Collected data entries
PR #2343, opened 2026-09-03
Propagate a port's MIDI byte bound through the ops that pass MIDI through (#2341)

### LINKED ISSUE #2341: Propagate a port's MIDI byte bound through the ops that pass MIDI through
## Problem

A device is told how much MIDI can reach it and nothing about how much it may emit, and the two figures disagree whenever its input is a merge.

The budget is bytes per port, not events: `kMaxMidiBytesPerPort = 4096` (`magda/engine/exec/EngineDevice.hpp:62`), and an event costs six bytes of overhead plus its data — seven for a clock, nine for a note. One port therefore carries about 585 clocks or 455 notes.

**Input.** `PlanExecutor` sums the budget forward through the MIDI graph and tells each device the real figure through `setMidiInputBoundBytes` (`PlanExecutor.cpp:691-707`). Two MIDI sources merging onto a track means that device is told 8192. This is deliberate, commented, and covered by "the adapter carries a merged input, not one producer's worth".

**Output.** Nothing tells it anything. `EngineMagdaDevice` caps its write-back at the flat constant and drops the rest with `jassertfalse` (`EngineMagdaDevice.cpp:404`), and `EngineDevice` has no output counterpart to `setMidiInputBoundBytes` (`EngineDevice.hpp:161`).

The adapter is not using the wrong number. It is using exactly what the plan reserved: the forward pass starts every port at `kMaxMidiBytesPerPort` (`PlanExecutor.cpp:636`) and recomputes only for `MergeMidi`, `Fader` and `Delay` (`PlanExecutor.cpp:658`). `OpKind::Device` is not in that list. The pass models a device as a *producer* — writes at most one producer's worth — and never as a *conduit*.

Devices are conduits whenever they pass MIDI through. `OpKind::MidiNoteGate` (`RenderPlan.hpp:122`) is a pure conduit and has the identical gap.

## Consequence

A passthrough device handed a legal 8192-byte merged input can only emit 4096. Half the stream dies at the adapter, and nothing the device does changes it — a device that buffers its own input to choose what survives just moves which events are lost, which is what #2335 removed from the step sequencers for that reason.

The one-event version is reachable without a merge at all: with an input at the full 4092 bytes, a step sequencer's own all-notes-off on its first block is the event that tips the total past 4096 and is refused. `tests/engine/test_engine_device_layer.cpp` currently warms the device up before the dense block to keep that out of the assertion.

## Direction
==
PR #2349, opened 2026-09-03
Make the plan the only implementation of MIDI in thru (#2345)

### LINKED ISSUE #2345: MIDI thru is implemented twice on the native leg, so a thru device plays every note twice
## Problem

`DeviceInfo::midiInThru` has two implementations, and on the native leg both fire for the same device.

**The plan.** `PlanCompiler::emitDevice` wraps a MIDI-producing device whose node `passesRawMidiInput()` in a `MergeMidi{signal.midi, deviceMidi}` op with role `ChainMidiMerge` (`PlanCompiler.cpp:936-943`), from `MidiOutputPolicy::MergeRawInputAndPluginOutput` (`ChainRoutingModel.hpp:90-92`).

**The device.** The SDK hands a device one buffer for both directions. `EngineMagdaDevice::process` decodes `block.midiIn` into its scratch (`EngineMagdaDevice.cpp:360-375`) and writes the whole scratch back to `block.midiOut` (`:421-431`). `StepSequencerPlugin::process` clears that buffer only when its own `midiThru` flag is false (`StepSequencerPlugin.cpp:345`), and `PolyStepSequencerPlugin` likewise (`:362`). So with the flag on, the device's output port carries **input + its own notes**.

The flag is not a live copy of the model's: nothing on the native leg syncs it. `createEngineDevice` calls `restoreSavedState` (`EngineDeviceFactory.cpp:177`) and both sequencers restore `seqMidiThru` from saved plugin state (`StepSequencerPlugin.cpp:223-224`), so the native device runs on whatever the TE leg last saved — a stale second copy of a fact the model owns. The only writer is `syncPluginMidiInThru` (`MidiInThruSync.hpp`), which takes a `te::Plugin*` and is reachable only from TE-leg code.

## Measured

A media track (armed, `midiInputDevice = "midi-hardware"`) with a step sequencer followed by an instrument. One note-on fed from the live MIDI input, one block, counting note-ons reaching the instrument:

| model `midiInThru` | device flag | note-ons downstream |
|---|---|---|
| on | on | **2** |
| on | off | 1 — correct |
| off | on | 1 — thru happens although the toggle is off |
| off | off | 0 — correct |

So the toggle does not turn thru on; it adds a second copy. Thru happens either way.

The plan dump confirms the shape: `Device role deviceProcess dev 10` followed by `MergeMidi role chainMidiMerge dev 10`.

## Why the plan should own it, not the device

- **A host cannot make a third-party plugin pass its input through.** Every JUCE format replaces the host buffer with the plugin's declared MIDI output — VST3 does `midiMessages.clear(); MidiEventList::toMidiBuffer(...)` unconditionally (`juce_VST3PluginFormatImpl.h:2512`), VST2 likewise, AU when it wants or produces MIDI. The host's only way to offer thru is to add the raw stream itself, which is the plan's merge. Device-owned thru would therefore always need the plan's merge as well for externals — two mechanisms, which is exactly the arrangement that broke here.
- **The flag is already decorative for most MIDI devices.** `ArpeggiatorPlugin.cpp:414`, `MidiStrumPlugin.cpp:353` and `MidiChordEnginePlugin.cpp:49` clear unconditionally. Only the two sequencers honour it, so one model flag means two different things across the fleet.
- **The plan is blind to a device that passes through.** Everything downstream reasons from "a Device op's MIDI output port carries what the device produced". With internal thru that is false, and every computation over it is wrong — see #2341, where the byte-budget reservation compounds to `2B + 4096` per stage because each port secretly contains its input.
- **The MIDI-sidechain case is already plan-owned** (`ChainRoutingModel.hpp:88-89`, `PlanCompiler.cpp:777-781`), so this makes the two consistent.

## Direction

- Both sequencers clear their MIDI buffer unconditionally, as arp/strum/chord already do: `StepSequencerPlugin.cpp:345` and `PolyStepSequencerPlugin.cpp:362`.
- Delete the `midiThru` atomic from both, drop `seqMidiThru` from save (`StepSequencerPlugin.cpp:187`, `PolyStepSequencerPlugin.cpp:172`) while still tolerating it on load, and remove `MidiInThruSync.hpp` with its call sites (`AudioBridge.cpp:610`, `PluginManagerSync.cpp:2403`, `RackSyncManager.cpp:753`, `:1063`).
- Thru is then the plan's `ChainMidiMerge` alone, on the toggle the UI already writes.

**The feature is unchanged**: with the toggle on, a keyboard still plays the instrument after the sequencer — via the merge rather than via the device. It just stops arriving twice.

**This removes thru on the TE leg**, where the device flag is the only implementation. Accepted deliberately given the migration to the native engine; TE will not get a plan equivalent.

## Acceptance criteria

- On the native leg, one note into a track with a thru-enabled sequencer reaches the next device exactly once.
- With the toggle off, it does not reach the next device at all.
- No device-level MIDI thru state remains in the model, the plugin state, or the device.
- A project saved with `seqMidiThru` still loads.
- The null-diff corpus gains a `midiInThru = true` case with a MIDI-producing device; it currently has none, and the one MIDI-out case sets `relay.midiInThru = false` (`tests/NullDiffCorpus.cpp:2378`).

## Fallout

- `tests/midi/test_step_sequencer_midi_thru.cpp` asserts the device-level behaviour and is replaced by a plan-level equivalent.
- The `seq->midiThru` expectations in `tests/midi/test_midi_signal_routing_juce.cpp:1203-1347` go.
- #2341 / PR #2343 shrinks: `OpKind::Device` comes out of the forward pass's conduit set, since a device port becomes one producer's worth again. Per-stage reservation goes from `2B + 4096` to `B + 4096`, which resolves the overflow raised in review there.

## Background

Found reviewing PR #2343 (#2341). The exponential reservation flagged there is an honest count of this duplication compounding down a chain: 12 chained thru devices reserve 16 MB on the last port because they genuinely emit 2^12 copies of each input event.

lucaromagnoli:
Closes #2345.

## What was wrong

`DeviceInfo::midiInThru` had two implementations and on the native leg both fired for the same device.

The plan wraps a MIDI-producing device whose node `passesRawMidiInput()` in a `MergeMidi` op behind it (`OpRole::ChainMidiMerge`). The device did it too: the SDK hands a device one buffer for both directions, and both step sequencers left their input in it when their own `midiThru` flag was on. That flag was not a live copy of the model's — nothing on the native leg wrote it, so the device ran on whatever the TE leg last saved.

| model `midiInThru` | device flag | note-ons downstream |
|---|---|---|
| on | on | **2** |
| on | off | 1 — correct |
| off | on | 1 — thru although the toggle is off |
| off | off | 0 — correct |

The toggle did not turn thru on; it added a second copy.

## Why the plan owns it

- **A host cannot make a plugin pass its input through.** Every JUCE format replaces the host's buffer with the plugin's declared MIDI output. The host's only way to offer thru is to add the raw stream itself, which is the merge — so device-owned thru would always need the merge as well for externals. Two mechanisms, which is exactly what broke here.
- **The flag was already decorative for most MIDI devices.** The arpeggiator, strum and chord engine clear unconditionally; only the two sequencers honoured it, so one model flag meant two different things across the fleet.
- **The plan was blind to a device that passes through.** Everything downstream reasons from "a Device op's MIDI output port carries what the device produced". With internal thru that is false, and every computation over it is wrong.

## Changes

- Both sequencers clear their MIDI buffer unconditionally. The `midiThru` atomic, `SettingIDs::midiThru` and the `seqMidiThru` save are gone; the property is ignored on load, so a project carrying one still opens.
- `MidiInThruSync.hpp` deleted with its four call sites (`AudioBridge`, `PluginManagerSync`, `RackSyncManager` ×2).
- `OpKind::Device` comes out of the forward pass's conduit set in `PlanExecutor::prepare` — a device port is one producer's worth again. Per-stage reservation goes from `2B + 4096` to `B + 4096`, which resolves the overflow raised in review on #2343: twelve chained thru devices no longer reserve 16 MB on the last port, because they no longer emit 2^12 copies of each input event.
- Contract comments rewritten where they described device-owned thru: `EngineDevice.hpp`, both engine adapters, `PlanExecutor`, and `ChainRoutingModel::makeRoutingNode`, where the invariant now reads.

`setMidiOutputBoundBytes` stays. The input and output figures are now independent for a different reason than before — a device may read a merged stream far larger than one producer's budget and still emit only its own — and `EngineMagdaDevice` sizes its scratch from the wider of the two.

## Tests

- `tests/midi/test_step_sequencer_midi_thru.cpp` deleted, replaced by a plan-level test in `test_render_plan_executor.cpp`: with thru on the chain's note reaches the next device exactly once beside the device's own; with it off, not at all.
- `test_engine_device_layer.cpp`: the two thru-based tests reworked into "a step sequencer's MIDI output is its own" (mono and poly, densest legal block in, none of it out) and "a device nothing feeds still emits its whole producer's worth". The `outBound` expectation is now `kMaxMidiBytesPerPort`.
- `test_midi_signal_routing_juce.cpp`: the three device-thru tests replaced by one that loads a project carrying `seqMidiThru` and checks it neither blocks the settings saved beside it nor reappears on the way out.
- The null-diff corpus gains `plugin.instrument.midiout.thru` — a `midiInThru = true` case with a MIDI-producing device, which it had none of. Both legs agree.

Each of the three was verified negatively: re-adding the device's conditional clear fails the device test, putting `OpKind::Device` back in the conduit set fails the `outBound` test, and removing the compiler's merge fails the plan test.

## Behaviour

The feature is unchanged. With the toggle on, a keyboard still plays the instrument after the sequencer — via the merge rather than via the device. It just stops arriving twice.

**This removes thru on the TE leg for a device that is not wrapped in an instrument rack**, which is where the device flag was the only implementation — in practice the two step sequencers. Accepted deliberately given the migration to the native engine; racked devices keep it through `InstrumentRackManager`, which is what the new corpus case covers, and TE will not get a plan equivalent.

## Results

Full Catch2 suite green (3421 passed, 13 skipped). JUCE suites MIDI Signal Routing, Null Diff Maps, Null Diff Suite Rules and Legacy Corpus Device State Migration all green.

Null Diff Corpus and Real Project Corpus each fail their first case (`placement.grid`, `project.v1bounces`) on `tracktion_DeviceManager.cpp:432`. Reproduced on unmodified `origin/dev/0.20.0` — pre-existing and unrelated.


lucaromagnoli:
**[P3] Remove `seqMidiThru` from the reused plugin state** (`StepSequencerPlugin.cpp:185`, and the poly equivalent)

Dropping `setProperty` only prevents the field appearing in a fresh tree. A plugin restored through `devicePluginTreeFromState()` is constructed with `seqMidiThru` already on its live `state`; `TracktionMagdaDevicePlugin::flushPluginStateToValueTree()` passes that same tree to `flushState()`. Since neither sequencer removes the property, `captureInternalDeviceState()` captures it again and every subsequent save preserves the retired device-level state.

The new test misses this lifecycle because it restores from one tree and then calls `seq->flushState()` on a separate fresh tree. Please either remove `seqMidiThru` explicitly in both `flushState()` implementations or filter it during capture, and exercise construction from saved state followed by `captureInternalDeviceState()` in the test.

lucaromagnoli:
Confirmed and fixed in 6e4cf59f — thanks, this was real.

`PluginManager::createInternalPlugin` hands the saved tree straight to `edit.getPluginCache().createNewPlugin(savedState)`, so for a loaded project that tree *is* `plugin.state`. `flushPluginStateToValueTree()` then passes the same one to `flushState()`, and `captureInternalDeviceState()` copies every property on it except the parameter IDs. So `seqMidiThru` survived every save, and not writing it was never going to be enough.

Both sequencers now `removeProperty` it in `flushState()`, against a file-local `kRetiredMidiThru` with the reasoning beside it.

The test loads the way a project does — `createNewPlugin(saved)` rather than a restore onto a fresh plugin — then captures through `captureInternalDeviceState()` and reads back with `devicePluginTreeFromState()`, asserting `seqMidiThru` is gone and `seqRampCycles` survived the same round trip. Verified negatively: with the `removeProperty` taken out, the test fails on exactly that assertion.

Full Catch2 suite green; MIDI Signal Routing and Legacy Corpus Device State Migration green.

• ASSIGNED TASK:
Retype the entries above exactly, but only from the line containing "PR #2343, opened 2026-09-03" through the line containing "## Consequence", both included.

• REPLY:
PR #2343, opened 2026-09-03
Propagate a port's MIDI byte bound through the ops that pass MIDI through (#2341)

### LINKED ISSUE #2341: Propagate a port's MIDI byte bound through the ops that pass MIDI through
## Problem

A device is told how much MIDI can reach it and nothing about how much it may emit, and the two figures disagree whenever its input is a merge.

The budget is bytes per port, not events: `kMaxMidiBytesPerPort = 4096` (`magda/engine/exec/EngineDevice.hpp:62`), and an event costs six bytes of overhead plus its data — seven for a clock, nine for a note. One port therefore carries about 585 clocks or 455 notes.

**Input.** `PlanExecutor` sums the budget forward through the MIDI graph and tells each device the real figure through `setMidiInputBoundBytes` (`PlanExecutor.cpp:691-707`). Two MIDI sources merging onto a track means that device is told 8192. This is deliberate, commented, and covered by "the adapter carries a merged input, not one producer's worth".

**Output.** Nothing tells it anything. `EngineMagdaDevice` caps its write-back at the flat constant and drops the rest with `jassertfalse` (`EngineMagdaDevice.cpp:404`), and `EngineDevice` has no output counterpart to `setMidiInputBoundBytes` (`EngineDevice.hpp:161`).

The adapter is not using the wrong number. It is using exactly what the plan reserved: the forward pass starts every port at `kMaxMidiBytesPerPort` (`PlanExecutor.cpp:636`) and recomputes only for `MergeMidi`, `Fader` and `Delay` (`PlanExecutor.cpp:658`). `OpKind::Device` is not in that list. The pass models a device as a *producer* — writes at most one producer's worth — and never as a *conduit*.

Devices are conduits whenever they pass MIDI through. `OpKind::MidiNoteGate` (`RenderPlan.hpp:122`) is a pure conduit and has the identical gap.

## Consequence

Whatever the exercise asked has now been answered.